━━ Excerpted records ━━

PR #34636, opened 2020-02-25
Add parameters to contour.py to enable creation of polygons

pwicks86:
## Description

`gdal_contour` supports creating polygon contours instead of lines, but QGIS doesn't expose that functionality. This commit adds the necessary bits to expose it. Specifically, it adds 3 new parameters to the plugin:

* `CREATE_POLYGON`: This controls whether polygon mode is enabled, i.e. is `-p` passed to `gdal_contour`. 

* `FIELD_NAME_MIN` and `FIELD_NAME_MAX`: These correspond to the `-amin` and `-amax` parameters of `gdal_contour` and are only added to the output if the polygon mode is enabled.

 I also modified the plugin to avoid setting the `-a` parameter when polygon mode is enabled to ensure that there aren't extraneous errors from `gdal_contour`. 

### Screenshot
image

### DIFF
--- a/python/plugins/processing/algs/gdal/contour.py
+++ b/python/plugins/processing/algs/gdal/contour.py
@@ -213,12 +213,12 @@ class contour_polygon(contour):
         self.removeParameter(contour.FIELD_NAME)
 
         self.addParameter(QgsProcessingParameterString(self.FIELD_NAME_MIN,
-                                                       self.tr('Attribute name to use for the minimum elevation of contour polygons (if not set, no elevation attribute is attached)'),
+                                                       self.tr('Attribute name for minimum elevation of contour polygon'),
                                                        defaultValue='ELEV_MIN',
                                                        optional=True))
 
         self.addParameter(QgsProcessingParameterString(self.FIELD_NAME_MAX,
-                                                       self.tr('Attribute name to use for the maximum elevation of contour polygons (if not set, no elevation attribute is attached)'),
+                                                       self.tr('Attribute name for maximum elevation of contour polygon'),
                                                        defaultValue='ELEV_MAX',
                                                        optional=True))
 
--- a/python/plugins/processing/algs/gdal/contour.py
+++ b/python/plugins/processing/algs/gdal/contour.py
@@ -47,7 +47,10 @@ class contour(GdalAlgorithm):
     BAND = 'BAND'
     INTERVAL = 'INTERVAL'
     FIELD_NAME = 'FIELD_NAME'
+    FIELD_NAME_MIN = 'FIELD_NAME_MIN'
+    FIELD_NAME_MAX = 'FIELD_NAME_MAX'
     CREATE_3D = 'CREATE_3D'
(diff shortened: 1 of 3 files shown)


nyalldawson:
Nice addition @pwicks86 !

Can you extend the existing unit tests from https://github.com/qgis/QGIS/blob/master/python/plugins/processing/tests/GdalAlgorithmsRasterTest.py#L407 to cover these new options too?

alexbruy:
I'm a big -1 for these changes.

━━━

About this exercise: Write every line of the entries again, word for word.

Expected output:
PR #34636, opened 2020-02-25
Add parameters to contour.py to enable creation of polygons

pwicks86:
## Description

`gdal_contour` supports creating polygon contours instead of lines, but QGIS doesn't expose that functionality. This commit adds the necessary bits to expose it. Specifically, it adds 3 new parameters to the plugin:

* `CREATE_POLYGON`: This controls whether polygon mode is enabled, i.e. is `-p` passed to `gdal_contour`. 

* `FIELD_NAME_MIN` and `FIELD_NAME_MAX`: These correspond to the `-amin` and `-amax` parameters of `gdal_contour` and are only added to the output if the polygon mode is enabled.

 I also modified the plugin to avoid setting the `-a` parameter when polygon mode is enabled to ensure that there aren't extraneous errors from `gdal_contour`. 

### Screenshot
image

### DIFF
--- a/python/plugins/processing/algs/gdal/contour.py
+++ b/python/plugins/processing/algs/gdal/contour.py
@@ -213,12 +213,12 @@ class contour_polygon(contour):
         self.removeParameter(contour.FIELD_NAME)
 
         self.addParameter(QgsProcessingParameterString(self.FIELD_NAME_MIN,
-                                                       self.tr('Attribute name to use for the minimum elevation of contour polygons (if not set, no elevation attribute is attached)'),
+                                                       self.tr('Attribute name for minimum elevation of contour polygon'),
                                                        defaultValue='ELEV_MIN',
                                                        optional=True))
 
         self.addParameter(QgsProcessingParameterString(self.FIELD_NAME_MAX,
-                                                       self.tr('Attribute name to use for the maximum elevation of contour polygons (if not set, no elevation attribute is attached)'),
+                                                       self.tr('Attribute name for maximum elevation of contour polygon'),
                                                        defaultValue='ELEV_MAX',
                                                        optional=True))
 
--- a/python/plugins/processing/algs/gdal/contour.py
+++ b/python/plugins/processing/algs/gdal/contour.py
@@ -47,7 +47,10 @@ class contour(GdalAlgorithm):
     BAND = 'BAND'
     INTERVAL = 'INTERVAL'
     FIELD_NAME = 'FIELD_NAME'
+    FIELD_NAME_MIN = 'FIELD_NAME_MIN'
+    FIELD_NAME_MAX = 'FIELD_NAME_MAX'
     CREATE_3D = 'CREATE_3D'
(diff shortened: 1 of 3 files shown)


nyalldawson:
Nice addition @pwicks86 !

Can you extend the existing unit tests from https://github.com/qgis/QGIS/blob/master/python/plugins/processing/tests/GdalAlgorithmsRasterTest.py#L407 to cover these new options too?

alexbruy:
I'm a big -1 for these changes.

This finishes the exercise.